Chapter 3 - The Molecules of Cells Flashcards
What are valence electrons?
Electrons in the outermost shell of an atom that are available for chemical bonding.
What is a stable number of electrons in a valence shell?
Most stable when full. Most of the elements important in biology need eight electrons in their outermost shell.
Why is carbon the backbone of so many biologically relevant molecules (4 reasons)?
It’s abundant; it can form four covalent bonds; can easily form and break bonds with oxygen and other carbons (important for respiration/ photosynthesis, carbon chains are useful). Carbon is super versatile (length, double bonds, branching, rings).
How many valence electrons does carbon have? How many bonds does it want?
Carbon has four electrons in the outer valence shell, and can form four covalent bonds.
What is the basic formula for a hydrocarbon?
Contains only hydrogen and carbon. Carbon forms the skeleton or backbone.
What is the basic formula for a carbohydrate? Hydrophobic/philic?What are they used for?
Hydrated Carbon – they all contain C and H2O. Contains hydroxyl groups (OH) & carbonyl groups (C=O).
Tend to be hydrophilic due to many OH groups. Used for energy storage (sugars/starches).
What is the basic formula for a protein?
Polymers made from various combinations of 20 amino acids. A carbon backbones with a carboxyl (COOH) and amino group (NH2). The carboxyl and amino groups of different molecules are joined to create proteins.
What are nucleic acids?
What is their basic formula?
Are macromolecules including Ribonucleic Acid (RNA) and Deoxyribonucleic Acids (DNA). Made of monomers called nucleotides (made of 5C sugar, a phosphate group PO4, and a nitrogen base).
Dehydration synthesis joins nucleotides: sugar to phosphate.
What are lipids? What are two common properties between lipids?
Includes compounds commonly known as fats, oils, and waxes. Includes fats (triglycerides), phospholipids and steroids. They are not huge macromolecules. Vary a lot in structure and function but are all hydrophobic.
What are the 6 primary functional groups that can be added to carbon skeletons?
Hydroxyl Group OH
Carbonyl Group C=O
Carboxyl Group COOH
Amino Group NH2
Phosphate Group PO4
Methyl Group CH3
Remember N and O are polar and hydrophilic.
What is an isomer? What are the three types?
Organic compounds with the same molecular formula, but different structures. They differ in chemical properties despite having the same basic chemistry.
Structural (branching)
Geometric (cis/trans, functional groups around a double bond)
Enantiomers (mirror image)
What is a monomer?
A subunit (molecule) that serves as a building block for a polymer (mono = 1)
What is a polymer?
A large molecule consisting of many identical or similar monomers (poly = many)
What is a macromolecule?
A very large molecule important to biological processes, such as a protein or nucleic acid. (Macro = big)
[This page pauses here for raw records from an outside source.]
Issue #619, opened 2016-09-18
Additional IRC server suggestions.


qubenix:
Extending the discussion from here: https://www.reddit.com/r/joinmarket/comments/537uur/additional_irc_servers/.

OFTC:

+ Site: https://www.oftc.net
+ Open Tor Policy: https://www.oftc.net/Tor/
+ Contact: support@oftc.net
+ Github: https://github.com/oftc

CRYTO:

+ Site: http://cryto.net/irc/
+ Open Tor Policy: "TOR/VPN/proxy users are welcome on all servers, but abusive IPs will be banned."
+ Contact: `/msg joepie91` on irc.

AdamISZ:
I tried OFTC about 2-3 weeks ago, they (ironically) had shut down their Tor service a few weeks before that. I don't know if it's reinstated or not.

Other suggestions that have been mentioned: 

agora (cfyfz6afpgfeirst.onion/6667, agora.anarplex.net/14716) - operator is OK with us using, it auto-joins to \#agora which is an annoyance that'd have to be fixed, other than that it works. 

I tried volatile.ch but they strictly conform to the IRC RFC nick length restriction which screws up our new multi-message-channel code, I'm not sure how feasible a rewrite is, so putting that aside for now.

QuakeNet. Seems to support Tor but was told "they discourage it"or something by someone. Haven't tested or looked into it further.

CohibAA:
Slightly off topic, and maybe I missed something simple, but is there any way to determine from within JM the status of the IRC connections to the various hosts?  I've been out of the loop for awhile so I'm still not totally familiar with all the code changes, but I am trying to catch up and help out with the new version.

More to the topic at hand, I would like to test more host options and gather some type of data to determine connect-ability, reliability, etc for the different servers over a period of time.   I have been testing various servers, reviewing debug logs, and even made some adjustments to the debug logging to provide better information about which host's activity is being logged, but I am still having a hard time sorting out the info to see which servers are the best candidates for having multiple default connections.  Any ideas are appreciated.

Lastly, I'll submit a PR for the debug logging changes at some point soon, because I think it's useful, and the logs are not good for multiple IRC connections currently, unless someone has addressed this elsewhere.

AdamISZ:
> Slightly off topic, and maybe I missed something simple, but is there any way to determine from within JM the status of the IRC connections to the various hosts?

[...]

PR #622, opened 2016-09-24
part #agora if connected

CohibAA:
https://github.com/JoinMarket-Org/joinmarket/issues/619#issuecomment-249370294


AdamISZ:
Thanks!

(About the coverage thing, you probably already understood but it's the non-determinisms of the tests, some of which'll be hard to get rid of. It's still a useful tool even so, so not disabling it for now).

Polymers are macromolecules.
What chemical reaction is used to “stick” monomers together to make polymers?
Dehydration synthesis!
The formation of larger molecules from smaller reactants accompanied by the loss of a water molecule.
What is a catalyst?
A substance that increases the rate of a chemical reaction without being permanently changed. It’s reusable!
What is the definition of hydrolysis?
How is this related to polymers and monomers?
The reverse of dehydration synthesis.
(Hydro = water, lysis = loosen, dissolve)
Adding water and breaking a bond (and breaking the water into H and OH).
Can break polymers back into monomers.
What are monosaccharides? Example?
A class of carbohydrates. Single unit sugars (monomers), basic ratio of 1:2:1 for C:H:O; (i.e., CH2O). Most common is glucose – C6H12O6 (often in a ring structure).
How are monosaccharides structured and names?
Open or ring forms with 3 to 7 carbon. Usually end in “ose”. Generally named based on number of carbon (3C = triose).
What’s the difference between an aldose and ketose sugar?
If C=O is at the end of the molecule its an aldose sugar.
if it is not at the end it’s a ketose sugar.
What is a disaccharide? Example?
A class of carbohydrates. 2 monosaccharides joined via dehydration synthesis. i.e. Maltose, Sucrose (NRG transport in plants), Lactose.
What is a polysaccharide? Example?
A class of carbohydrates. Very long chains of monosaccharides linked together via dehydration synthesis. i.e. Starch (plant); Glycogen (animal); Cellulose (plant) and Chitin (animal).
What is starch? What is it used for?
The simplest polysaccharide, used as an energy storage molecule in plants. Consists entirely of glucose molecules “stuck” together via dehydration synthesis. Animals have enzymes to break starch into glucose.